Amanda Gefter, New Scientist, July 16, 2008
WHAT first drew me to physics were the words. Cosmos. Entanglement. Spiralling galaxies and stars gone supernova, dark matter and charmed quarks. Physics brims with linguistic magic. And once you peer beneath the words, you find ideas can possess a poetry more poignant than any turn of phrase. String theory may turn out to be wrong. It might not be testable and it might not describe the real world. But it does describe a world that's undeniably poetic.

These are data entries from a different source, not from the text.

PR #1249, opened 2019-12-02
dotCMS/core#17676 Refresh the portlet when bundles gets deleted

fmontes:
Listen for a specific websocket event and send a global "reload" event to the iframe user using this: https://developer.mozilla.org/en-US/docs/Web/API/Window/postMessage

### DIFF
--- a/src/app/view/components/_common/iframe/iframe-component/iframe.component.ts
+++ b/src/app/view/components/_common/iframe/iframe-component/iframe.component.ts
@@ -10,15 +10,16 @@ import {
     OnDestroy
 } from '@angular/core';
 
-import { takeUntil } from 'rxjs/operators';
+import { takeUntil, filter } from 'rxjs/operators';
 import { Subject } from 'rxjs';
 
-import { LoginService } from 'dotcms-js';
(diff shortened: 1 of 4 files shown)


src/app/view/components/_common/iframe/iframe-component/iframe.component.ts
```diff
@@ -111,6 +117,67 @@ export class IframeComponent implements OnInit, OnDestroy {
...
+            .subscribe((event: DotEventTypeWrapper<any>) => {
+                this.loggerService.debug('Capturing Site Browser event', event.name, event.data);
+            });
+
+        webSocketEvents$
+            .pipe(
+                filter(
+                    (event: DotEventTypeWrapper<any>) =>
+                        event.name === 'DELETE_BUNDLE' &&
+                        this.dotRouterService.currentPortlet.id === 'publishing-queue' &&
```
hmoreras: `this.dotRouterService.currentPortlet.id === 'publishing-queue'` this is not needed. since the refresh will be handled by the jsp

fmontes: True this! great catch.

PR #1250, opened 2019-12-02
Allow to receive language code or id, when getting a page. 

hmoreras:
We are assuming that `params.language` is always a code ( `en | es`), but can be cases where can be the language id directly. This fix is to take in consideration the second scenario.

### DIFF
--- a/projects/dotcms/src/lib/api/DotApiPage.ts
+++ b/projects/dotcms/src/lib/api/DotApiPage.ts
@@ -24,9 +24,9 @@ export class DotApiPage {
         if (params.language) {
             params = {
                 ...params,
-                language: isNaN(params.language as any) ? await this.dotAppLanguage.getId(params.language) : params.language
-                    ? params.language
-                    : await this.dotAppLanguage.getId(params.language)
+                language: isNaN(params.language as any)
+                    ? await this.dotAppLanguage.getId(params.language)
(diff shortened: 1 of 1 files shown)


projects/dotcms/src/lib/api/DotApiPage.ts
```diff
@@ -24,7 +24,9 @@ export class DotApiPage {
         if (params.language) {
             params = {
                 ...params,
-                language: await this.dotAppLanguage.getId(params.language)
+                language: !isNaN(params.language as any)
```
fmontes: Is not good approach to start a condition with the "deny" condition.

```suggestion
                language: isNaN(params.language as any) ? await this.dotAppLanguage.getId(params.language) : params.language
```

projects/dotcms/src/lib/api/DotApiPage.ts
```diff
@@ -24,7 +24,9 @@ export class DotApiPage {
         if (params.language) {
             params = {
                 ...params,
-                language: await this.dotAppLanguage.getId(params.language)
+                language: isNaN(params.language as any)
+                    ? await this.dotAppLanguage.getId(params.language)
+                    : params.language
             };
         }
```
freddyucv: test?

PR #1304, opened 2020-04-21
feat: allow custom fetch for dotcms requests

samuelmaddock:
These changes add support for using a custom fetch implementation and adds `node-fetch` types.

The use case I have is that our dotCMS instance is hosted behind a load balancer. Each request to the dotCMS API will switch nodes round-robin unless cookies are stored between requests. I'd like to use [`fetch-cookie`](https://www.npmjs.com/package/fetch-cookie) with `node-fetch` to store cookies, thus sticking with one node instead of alternating between requests.

Usage:
```ts
const dotCmsApi = initDotCMS({
  host: process.env.DOTCMS_HOST,
  token: process.env.DOTCMS_TOKEN,
  fetch: customFetch
})
```

### DIFF
--- a/projects/dotcms/src/lib/api/DotApiConfiguration.ts
+++ b/projects/dotcms/src/lib/api/DotApiConfiguration.ts
@@ -18,7 +18,7 @@ export class DotApiConfiguration {
             .request({
                 url: '/api/v1/configuration'
             })
-            .then(async (response: Response) => {
+            .then(async (response) => {
                 if (response.status === 200) {
                     const data = await response.json();
                     return data.entity;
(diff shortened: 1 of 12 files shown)


projects/dotcms/src/lib/api/DotApiConfiguration.ts
```diff
@@ -18,7 +18,7 @@ export class DotApiConfiguration {
             .request({
                 url: '/api/v1/configuration'
             })
-            .then(async (response: Response) => {
```
freddyucv, line 21: why do you remove the Response type?

samuelmaddock: Previously `dotCMSHttpClient.request` returned `Promise<any>` which required adding the `Response` type here. Now that `@types/node-fetch` is included, these types can be inferred.

fmontes:
https://github.com/dotCMS/core/issues/20159

PR #1321, opened 2020-05-06
Fix Tests in Master. 

hmoreras:
Just fixing tests failing in travis.


src/app/view/components/_common/dot-alert-confirm/dot-alert-confirm.spec.ts
```diff
@@ -66,7 +66,6 @@ describe('DotAlertConfirmComponent', () => {
 
             fixture.detectChanges();
             const confirm = de.query(By.css('p-confirmDialog')).componentInstance;
-            expect(confirm.responsive).toBe(true, 'responsive');
```
hmoreras, line 69: `p-confirmDialog` do not support `responsive` property anymore, the attr was removed at some point in the html

PR #1333, opened 2020-05-20
dotCMS/core#17921 fix Center closed nav icons

alfredo-dotcms:


src/app/view/components/dot-navigation/components/dot-nav-item/dot-nav-item.component.scss
```diff
@@ -69,7 +69,7 @@
     display: flex;
     justify-content: space-between;
     min-height: $navigation-item-height;
-    padding: 14px $basic-padding * 3 13px 23px; // top and bottom padding to get min 48px height
+    padding: 14px 22px 13px 25px; // top and bottom padding to get min 48px height
```
fmontes, line 72: We can't hardcode this to pixels because here you can have FA icons but also MD so we need to find a way to make both to be centered.

alfredo-dotcms:
@fmontes when using FA or MD icons, the container of the icon `dot-nav-icon` size will always be 18x18, no matter what icon it has inside it will centered, so using a hardcoded pixels in the padding is fine

On a new commit I added a size = 18, that IMO was missing, in that way no matter what type of icon you choose it will be set to size 18 and be consistent (before MD was size 18 and FA was size 14)

image

PR #1348, opened 2020-06-12
issue-18642-create-select-field-dotApps

alfredo-dotcms:


src/app/shared/models/dot-apps/dot-apps.model.ts
```diff
@@ -35,3 +36,8 @@ export interface DotAppsSaveData {
         value: string;
     };
 }
+
+interface LabelValueOption {
```
hmoreras, line 40: We use the interface `SelectItem` from primeNg in most components. Should we changed ?

PR #1355, opened 2020-06-17
dotCMS/core#18531 Create new message service

hmoreras:
always request for messages on login. 
add tests to dot-message.service


src/app/view/components/login/dot-login-component/dot-login.component.ts
```diff
@@ -40,6 +40,7 @@ export class DotLoginComponent implements OnInit, OnDestroy {
     ) {}
 
     ngOnInit() {
+        this.dotMessageService.init('default');
```
fmontes, line 43: Why don't we set the default inside the service.

hmoreras: is does by default, without params, but when we send the parameter we "force" to make a request and refresh the local storage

Still, I'll admit, when I picked up Riffing on Strings I was sceptical. Sure, the poetic building blocks are there, but creative writing and string theory? It's got the potential to go horribly awry. So I was pleased to find such an eclectic, thought-provoking and entertaining collection of writing - perfect for toting along on travels in other dimensions. The book opens with Sean Miller's introduction to string theory and its place in the arts, followed by a series of essays by acclaimed physicists. Michio Kaku's piece on duality is especially informative. Then come short stories, poems and plays that show the myriad ways in which physics seeps into public consciousness, is absorbed by the artist and re-emitted as something entirely new. These are pieces inspired by string theory, not about it. It's not a matter of whether the writers get the science right, it's how they play with it.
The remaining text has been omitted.